It's too cold on Mars for water to be liquid, so canals are not going to work.

Pipes?

...would need to be constantly heated, so they would require quite a lot of energy.

Hydrogen balloons?

The atmosphere on Mars is very thin. Hydrogen zeppelins would work in theory, but they would generate even less excess lifting force compared to their size than on Earth. But there are some interesting proposals for using balloons for mars exploration. Here is a paper about the topic.

ATVs?

You mean the Automated Transfer Vehicle from ESA? It might be better to use a cargo module which is actually designed to land.

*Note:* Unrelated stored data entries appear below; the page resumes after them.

PR #46, opened 2024-02-26
State Type C host assumption

### LINKED ISSUE #35: Clarify SNAC solution assumes the IPv6 host on AIL is a Type C Host
Based on comment: https://mailarchive.ietf.org/arch/msg/snac/SXIt8RGKYyqDsg41Kucg-qVhIj4/
and responses: https://mailarchive.ietf.org/arch/msg/snac/ZXCDdBUjFn39Vr6sc5lZiEqo4NE/ https://mailarchive.ietf.org/arch/msg/snac/IDvew688_weuF_ePVxfpEJskxv4/

it is clear that the SNAC stub router solution may in some cases not work if the IPv6 Host on the AIL that needs to send an IPv6 packet to a host on a stub network is a Type A or Type B Host.  In fact, our assumption so far has been that it is a Type C host.

Proposal: add clarification that solution scope is intended for Type C hosts on the AIL.  (Though it might work for Type A and B hosts in particular cases, this is not in our scope.)
Refer to RFC 4191 Section for the 3 host types.

(FYI @auerswal)

jwhui:
Fixes #35

### DIFF
--- a/draft-ietf-snac-simple.xml
+++ b/draft-ietf-snac-simple.xml
@@ -151,6 +151,11 @@
 	  Reachability from hosts on adjacent infrastructure links means that when host (A) on an adjacent infrastructure link has a datagram destined for the IP
 	  address of a host (B) on the stub network, a next-hop router is known by host (A) such that, when the datagram is sent to
 	  that router, it will ultimately reach host (B) on the stub network.</t>
+	<t>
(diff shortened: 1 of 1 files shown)


EskoDijk (approved):
Looks like a good place to add this scoping information - in the goals section. Thanks

Abhayakara (approved):

Abhayakara (approved):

But suborbital rocket flights for cargo transport might in fact not be as stupid as it sounds. The lower gravity and thinner atmosphere on Mars make them far more viable than on Earth. And you could repurpose a lot of the rocketry hardware which brought you to Mars in the first place.

...or do you mean in fact "All Terrain Vehicles"? Transporting cargo by rover will likely be the default solution for a while. An autonomous rover would take about a week to bring a load of ice from the pole to the equator. But it will be hard to design a rover with a range of 5000km, especially without fossil fuels.

Trains?

Building train tracks can be profitable if you want to transport very large amounts of material. But it's hard to calculate the break-even point in comparison to trackless trucks, especially because it's hard to calculate the cost of manufacturing rails on Mars.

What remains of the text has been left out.